Riis was een veelgevraagd timmerman, met als belangrijkste reden de lage prijzen die hij rekende. Zijn werkgevers maakten echter gebruik van zijn efficiëntie en lage prijzen, en Riis keerde terug naar New York City. Hij was het meest succesvol als verkoper, in het bijzonder van strijkijzers en golfijzers, en werd gepromoveerd tot de vertegenwoordiger van hen voor Illinois. In Chicago werd hij echter bedrogen met zowel zijn geld als zijn aandelen en moest hij terugkeren naar een eerdere basis in Pittsburgh. Daar ontdekte hij dat zijn ondergeschikten die hij in Pennsylvania had verkocht, hem op dezelfde manier hadden bedrogen. Hij had weer weinig geld, en terwijl hij met koorts bedlegerig was, hoorde hij uit een brief dat Elisabeth, het voormalige voorwerp van zijn genegenheid, verloofd was met een cavalerieofficier. Riis keerde vervolgens terug naar New York door onderweg flatirons te verkopen.

Early journalismEdit

Riis zag een advertentie van een Long Island-krant voor een redacteur, meldde zich aan en werd benoemd tot stadsredacteur. Hij realiseerde zich snel waarom de baan beschikbaar was: de hoofdredacteur was oneerlijk en had veel schulden. Riis vertrok over twee weken.

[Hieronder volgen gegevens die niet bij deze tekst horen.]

PR #569, opened 2025-07-28
[ENH] correctly set tags of `Hurdle` and `Truncated` depending on inner distribution

### LINKED ISSUE #566: [BUG] `Hurdle` distribution sporadically fails `test_ppf_and_cdf` with "off-by-one" errors
The `Hurdle` distribution fails `test_ppf_and_cdf` with "off-by-one" errors.

This is sporadic, indicating an issue with inverses under approximation, or an error with "greater equal" vs "greater strictly".

fkiraly:
This PR correctly sets the tag of `Hurdle` and `Truncated` depending on the inner distribution.

Hopefully this fixes #566 as a secondary effect.

### DIFF
--- a/skpro/distributions/hurdle.py
+++ b/skpro/distributions/hurdle.py
@@ -41,7 +41,6 @@ class Hurdle(BaseDistribution):
     >>> base = Normal(mu=1.0, sigma=1.0)
     >>> hurdle = Hurdle(0.5, base)
     >>> samples = hurdle.sample(1000)
-
     """
 
     _tags = {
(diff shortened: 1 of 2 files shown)


tingiskhan:
Hmm, this seems really strange:

image

Why is it testing the PMF for a truncated Normal? I think this was the issue I had earlier as well, when I used the wrong "measure" tag.

tingiskhan:
I think that this might be the issue:

image

I think we need to remove the method names that aren't relevant when changing measuretype.

tingiskhan:
@fkiraly , see #571

fkiraly:
see #571, continuous distributions should return 0 for pmf - this should actually be the default?

fkiraly:
The "one-off" error from #566 is still present. Any ideas?

tingiskhan:
Hm, very strange - I see that it tests Poisson for Truncated, I thought I changed all Poisson references to Negative Binomial. What happens if you replace it with NegativeBinomial instead?

fkiraly:
that would not fix the error, just "make the tests pass"?

tingiskhan:
I'll debug and see what's wrong!

tingiskhan:
Can't seem to reproduce the error:

```python
import tqdm

from skpro.distributions import Normal, TruncatedDistribution, Hurdle
import numpy as np


def ppf_and_cdf(d):
    capabilities_exact = d.get_tags()["capabilities:exact"]

    if "ppf" not in capabilities_exact or "cdf" not in capabilities_exact:
        return
    x = d.sample()
    x_approx = d.ppf(d.cdf(x))
    if d.ndim > 0:
        assert np.allclose(x.values, x_approx.values)
    else:
        assert np.allclose(x, x_approx)


cases = TruncatedDistribution.get_test_params()

for i in tqdm.tqdm(range(1_000)):
    for case in cases:
        dist = TruncatedDistribution(**case)
        ppf_and_cdf(dist)
```

Tried bumping to 5,000, still no issue. I'm on scipy==1.16.0 and Python=3.12. Will try to update scipy if see if that's the issue.

Edit: No issue

tingiskhan:
Perhaps we should move the eps fix to truncated instead?

tingiskhan:
@fkiraly, what happens if you merge the changes of #576?

fkiraly:
ok, I will try to merge #576 into this and then we see

fkiraly:
I think there is a genuine bug in #576, unrelated to the fix. What I will do, to make debugging easier: I will merge this without #576. and then you can run `check_estimator` locally to fix the distribution - does this make sense?

tingiskhan:
Sounds good. I had messed up which variable to look at when selecting the eps since I assumed that shifted_p would be an array, hence the failing tests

Opnieuw werkloos, keerde Riis terug naar de Five Points-buurt. Hij zat op een dag buiten de Cooper Union toen de directeur van de school waar hij eerder had geleerd telegrafie hem toevallig opmerkte. Hij zei dat als Riis niets beters te doen had, de New York News Association op zoek was naar een stagiair. Na nog een nacht en een snelle wasbeurt in een paardenbak, ging Riis op gesprek. Ondanks zijn verwarde uiterlijk werd hij gestuurd voor een proefopdracht: observeren en schrijven over een lunch in het Astor House. Riis heeft het evenement vakkundig besproken en kreeg de baan.

Riis kon over zowel de rijke als de arme immigrantengemeenschappen schrijven. Hij deed zijn werk goed en werd gepromoveerd tot redacteur van een weekblad, The News. Deze krant, het tijdschrift van een politieke groepering, ging echter al snel failliet. Tegelijkertijd kreeg Riis een brief van huis waarin stond dat zowel zijn oudere broers, een tante, als de verloofde van Elisabeth Gjørtz waren overleden. Riis schreef Elisabeth om een voorstel te doen, en met $ 75 van zijn spaargeld en promessen kocht hij het bedrijf News .

Riis werkte hard aan zijn krant en betaalde al snel zijn schulden. Hij was pas onafhankelijk en kon zich richten op de politici die voorheen zijn werkgevers waren. Ondertussen ontving hij een voorlopige acceptatie van Elisabeth, die hem vroeg om voor haar naar Denemarken te komen, zeggende: “We zullen samen streven naar alles wat nobel en goed is.” Handig genoeg boden de politici aan om de krant terug te kopen voor vijf keer de prijs die Riis had betaald; hij was dus in staat om in Denemarken aan te komen met een aanzienlijk bedrag.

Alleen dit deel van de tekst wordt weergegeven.